Ce qui lui plaît chez Johnny à l'époque ? « Son absolue simplicité. Il est désarmant, vous savez. Tout le contraire de ce qu'on pourrait penser. Il est très timide, charmant, et peut s’avérer très drôle. On a bien ri ensemble. » Et de prendre sa défense : « C'est quelqu'un pour qui j’ai beaucoup d'admiration. Je suis contente qu'il soit enfin reconnu pour ce qu'il est. Parce que je vous assure qu'à l'époque j'en ai entendu de belles. Tout le monde se demandait ce que je foutais avec ce crétin. Enfin, les gens s'inclinent. Il a fini par avoir tout le monde ! »

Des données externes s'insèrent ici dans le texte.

PR #2063, opened 2018-08-28
release: split out sha256 upload

miekg:
For the 1.2.1 release we didn't upload the sha256 files. I've added
an echo, but some testing suggests that the files are created, so the
problem lays somewhere else.

Add a new upload section that sets the content type correctly and POST
the files as text/plain.


yongtang:
Ah yes that's the sha256 files.

yongtang (approved):
LGTM

PR #2069, opened 2018-08-29
release: kill sum target

miekg:
Just create the sha256 inline so we know there are there.
Add a 'version' target in Makefile.release that prints the version so we
can double check that easily in the release script.


chrisohaver:
lgtm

Les hommes qu'elle a aimés, elle les protège. « Quand on a aimé quelqu'un, c’est pour toujours. Philippe [Léotard, ndlr], j'étais là à la fin, vous savez », glisse-t-elle délicatement. Avec Johnny, le père de sa fille Laura Smet, ils s'appellent « souvent » et s'entendent « très bien ». La surmédiatisation, entre autres, a eu raison de leur couple. En 1985, deux ans et demi après la naissance de Laura, ils se séparent. « On ne dit pas assez aux femmes que c'est très difficile d'élever un enfant seule. Même s'il y a un papa, présent, ce n’est pas évident. » Cela dit, Nathalie Baye a toujours su mener de front sa vie d'actrice et sa vie de mère. « Manquerait plus que je me plaigne ! Il y a tant d'autres femmes pour qui c'est beaucoup plus dur. Moi, j'étais un peu aidée quand même. Et puis je me débrouillais avec mes voisins, mes copains. On se filait des coups de main. Il y avait toujours des tas de mômes chez moi ! » se souvient-elle.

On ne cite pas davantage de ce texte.